Widespread campaigns calling for social punishment on military families and supporters of the military regime were organized across cities with some funeral parlors refusing services to military families.

Hopes for the federal union

While many still expect the United Nations to invoke the Responsibility to Protect (R2P) principle leading to an intervention, there are also signs of hope of forming a united federal army made up of Ethnic Armed Organisations (EAO) in Myanmar against the military as the common enemy.

Myanmar is a Bamar Buddhist majority country with more than 135 ethnic identities living in the country. Alongside the Bamar, there are other large ethnic groups such as Kachin, Kayah, Karen, Karenni, Chin, Mon, Rakhine and Shan, most of whom have formed their own armed organisations during decades of civil war fighting for self-rule or federalism against the Bamar-centric military rule.

Generations of Myanmar military leadership have brought oppression and atrocities for non-Bamar ethnic people living in Myanmar, including the one that could be regarded as genocide against the Rohingya.

The 2008 constitution drafted by the military grants no federal status to any ethnic state. Even during the short political transition in the past decade, the parliament or Hluttaw has been largely dominated by Bamar-led major parties such as NLD and the military-backed Union Solidarity and Development Party (USDP).

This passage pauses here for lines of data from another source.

PR #2144, opened 2024-09-10
[TwigComponent] Deprecate `cva` twig function

### LINKED ISSUE #2070: [TwigComponent] Cva in html_extra

Kocal:
| Q             | A
| ------------- | ---
| Bug fix?      | no
| New feature?  | no 
| Issues        | Fix #2070 
| License       | MIT

Use the new `Twig\DeprecatedCallableInfo` added in https://github.com/twigphp/Twig/pull/4291, it help us to specify the package where the alternative can be found, which was not the case before.


src/TwigComponent/doc/index.rst
```diff
@@ -1158,6 +1158,11 @@ Component with Complex Variants (CVA)
 
     The ``cva`` function was added in TwigComponents 2.16.
 
+.. deprecated:: 2.20
+
+    The ``cva`` function was deprecated in TwigComponents 2.20, and will be removed in 3.0.
+    The function is now called `html_cva`_ and is now part of ``twig/html-extra:^3.12`` package.
```
smnandre:
```suggestion
    The function is now provided by the ``twig/html-extra:^3.12`` package under the name `html_cva`_.
```

?

src/TwigComponent/src/Twig/ComponentExtension.php
```diff
@@ -42,7 +43,15 @@ public function getFunctions(): array
     {
         return [
             new TwigFunction('component', [$this, 'render'], ['is_safe' => ['all']]),
-            new TwigFunction('cva', [$this, 'cva']),
+            new TwigFunction('cva', [$this, 'cva'], [
+                'deprecation_info' => new DeprecatedCallableInfo(
```
smnandre: This won't be usable by anyone not perfectly up to date.. and i don't want to force people upgrade for a deprecation :/ 

Can't we use the other syntax ? Or just trigger in the method ?

Kocal: That was my feeling too, but this new deprecation feature was legit developed for us :p 

But you're right, I'm not a fan of forcing a Twig update to display a deprecation message more appropriately. Let's do it simple

Kocal: Well, I think we don't really have the choice in fact, since options `deprecated`, `alternative` are deprecated in favor of `deprecation_info`, see checks for TwigComponent, LiveComponent, Map, etc...

Those deprecations will appear to the end user... right? 
I think we will have to wait for a new Twig release and use `deprecation_info` everywhere needed.

smnandre: No no no :) 

You cannot assume users will have the new Twig version installed. 

One way could be to check the existence of the new DeprecatedCallableInfo class and act accordingly .. wdyt ?

smnandre (approved):
(Let's update the src/TwigComponent/CHANGELOG too if you have time)

PR #2149, opened 2024-09-11
[Icons] Add support for int/float attribute to `ux_icon` function

### LINKED ISSUE #2148: [TwigComponent][Icons] Inconsistency between allowed attributes
Twig components allows to provide an integer as attibute values and casts it, while `UX:Icon` doesn't allow it.

Valid example:
```twig
<twig:Test a="1" b="{{ 2 }}">
  test
</twig:Test>
```
Currently invalid:
```twig
<twig:UX:Icon a="1" b="{{ 2 }}" />
```

Kocal:
| Q             | A
| ------------- | ---
| Bug fix?      | yes
| New feature?  | no 
| Issues        | Fix #2148 
| License       | MIT

I'm not really sure why do we have checks on attributes values, do you remember why @kbond? 🙏🏻


src/Icons/tests/Fixtures/templates/template1.html.twig
```diff
@@ -2,8 +2,10 @@
     <li id="first">{{ ux_icon('user', {class: 'h-8 w-8'}) }}</li>
     <li id="second">{{ ux_icon('user', {"aria-label": "AriaLabel"}) }}</li>
     <li id="third">{{ ux_icon('sub:check', {'data-action': 'string "with" quotes'}) }}</li>
+    <li id="fourth">{{ ux_icon('sub:check', { height: 24, width: "24" }) }}</li>
```
smnandre, line 5: Is this valid SVG ? oO

src/Icons/src/Icon.php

Since the violent crackdown began in March, EAOs from Kayah state have vowed to protect protesters in their regions from the regime’s forces.

Similarly, another major armed organization, the Karen National Union (KNU), has stepped in to protect, or even support protesters, in the territories they control and other cities.

On March 5, the CRPH announced that its objectives are aligned with the vision of the ethnic people, namely to abolish the 2008 constitution and to form a federal democracy.

On the same day, the KNU also released a statement that they support the CDM and share the same objective, namely to oppose the military dictatorship.

On March 9, the CRPH appointed a temporary vice-president, who is an ethnic Karen.

Another armed organization, the KIA (Kachin Independence Army), warned that they would not stand by to watch if atrocities continued. It resumed its military engagements against the Tatmadaw (Myanmar armed forces) in March. Villagers near the fighting area have fled their homes to escape the fighting.

On March 17, the CRPH declared that it would reverse the decision of previous governments designating all EAOs as terrorists or unlawful organizations.

As of March 19, around 1,000 people have taken refuge in KNU controlled areas, including protest leaders, doctors, CDM civil servants, and soldiers and police who resigned their posts.